HTC is still keeping mum about exactly how many Vive headsets it has managed to ship to customers, but speaking broadly, HTC's GM of Vive Dan O'Brien said the company met its sales targets and is "very happy" with the numbers.
"We don't release our numbers publicly, but we're actually very happy with it," O'Brien told GamesIndustryBiz in an interview "We've also started to really penetrate the non-game space and the enterprise space, and all those cases. We knew those areas would pick up as game developers actually solved problems like locomotion, movement, and social cooperative experiences."

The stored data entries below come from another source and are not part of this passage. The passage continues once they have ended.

PR #2225, opened 2022-02-01
Various file upload issues

c-schmitz:
Fixed issue #17718: In file upload question type any file with non-alphanumeric multi-byte characters may not properly show
Fixed issue: Title & comment not shown for file upload question when navigating back and forth
Fixed issue: [security] Possible XSS in file upload question type
Fixed issue: File upload question type popup not showing correct title
Fixed issue: File upload question type preview not working


application/controllers/UploaderController.php
```diff
@@ -274,7 +272,7 @@ public function run($actionID)
                     $return = array(
                         "success" => true,
                         "size"    => $size,
-                        "name"    => rawurlencode(basename($filename)),
+                        "name"    => basename($filename),
```
Shnoulle, line 275: basename still needed ? Since it's sanitised before ?

olleharstedt:
Code looks good otherwise. Do we have instructions to test?

c-schmitz:
It is a mashup of a total of 6 issues that were fixed - 2 of them were reported by a pen test from a user. The rest I fixed while fixing the other two. 
[survey_archive_117565.lsa.zip](https://github.com/LimeSurvey/LimeSurvey/files/7979055/survey_archive_117565.lsa.zip)

Testing is easy. Take a file with Chinese characters only *.png file and try to upload it in the attached survey (rename to .lsa for import).
Navigate back and forth to see what happens in the current master.

- Filename will be cut off/empty / Weird conversion of filenames
- preview will break
- XSS input is possible in description/title etc.

Shnoulle:
PS : 汉语考试服务网.png donwload work on admin part ? When checking related issue : https://bugs.limesurvey.org/view.php?id=14091 even with valid filename in uploader : this part remove the started character.

Since it's a rewrite of sanitize_filename , maybe w can check here too ?

application/controllers/UploaderController.php
c-schmitz: I also think it can be removed, especially considering the  locale problems (which I unfortunately could not reproduce in Windows).
Will do.

c-schmitz:
> > XSS input is possible in description/title etc.
> 
> We don't have already fixed this part before ?

Not this part.

Shnoulle:
> > > XSS input is possible in description/title etc.
> > 
> > 
> > We don't have already fixed this part before ?
> 
> Not this part.

3.X fix needed ?

c-schmitz:
> PS : 汉语考试服务网.png donwload work on admin part ? When checking related issue : https://bugs.limesurvey.org/view.php?id=14091 even with valid filename in uploader : this part remove the started character.
> 
> Since it's a rewrite of sanitize_filename , maybe w can check here too ?

I check admin part only quickly. Single file download was broken there in general.

c-schmitz:
> When checking related issue : https://bugs.limesurvey.org/view.php?id=14091 even with valid filename in uploader : this part remove the started character.

As said, I cannot reproduce it., It is also most likely fixed with this patch.

c-schmitz:
> 3.X fix needed ?

I checked and the security issues do not exist there.

c-schmitz:
> I checked admin part only quickly which worked. Single file download was broken there in general. I see it as a separate issue.

I fixed that  issue, too (already committed because it was a small one-line fix)

c-schmitz:
@glimz Can you please test this today? Thank you.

The Vive came to market in April 2016. O'Brien says that was a kick-off year for Vive, with 2017 being an "ecosystem year where we turn our attention to partners to come work with us." That was the reason HTC released its Tracker tool, and also the motivation behind Viveport, HTC's own app store, O'Brien says.
One of the criticisms associated with not just the Vive but VR headsets in general is the lack of AAA games. Joel Breton, VP of global VR content at HTC, said that's due to the time required to build big games with high-production values.
"Being 15 or 15 months into commercial launch, there's a lot of stuff in the oven that hasn't been announced that we're salivating to see what the reaction is," Breton explains. "But there's a lot of stuff that has been announced."
He also said that pretty much every AAA company now has a dedicated VR team, insinuating it's only a matter of time before we see a deluge of blockbuster releases for VR headsets.
The lack of popular games is no the only criticism associated with the Vive. Like the Rift, it requires a physical connection to a PC. That too is going to change.
"We understand now much more clearly the challenge to wireless and nausea and latency," O'Brien said. "Those were math problems to solve, and it took a little while to get through those. I actually didn't think in year one there would be a laptop that would support VR. By the end of the year, I think there were nine, and there are even more this year."
It makes sense that HTC would be upbeat about VR, and specifically the Vive. However, GamesIndustryBiz missed an opportunity to ask a more pressing question, and is that HTC thinks about the Oculus Rift and Touch controller bundle dropping to $499 (currently on sale for $399). Price is perhaps the biggest barrier to high-end VR headsets, and Oculus seems to be tackling the issue head on.
As for HTC, we will have to wait and see if it lowers the price of its Vive headset to match the Rift. That could have a big impact on sales figures going forward. Back in November of last year, HTC president Chia-lin Chang said the number of Vive shipments was "much more" than the 140,000 figure that was floating around. More recently, it was reported by VentureBeat that HTC sold 95,000 Vive headsets in the first quarter of 2017. Both it and the Rift trailed behind less expensive solutions, such as Samsung's Gear VR, which sold 782,000 units in the same quarter.
"As we want to get to an early mass [market] and double-digit year-over-year growth numbers, you have to make some more changes to the product," O'Brien added.
HTC has already hinted at building a less expensive VR headset to compete in the mobile space. That is in addition to a second-generation Vive, that is also in the works.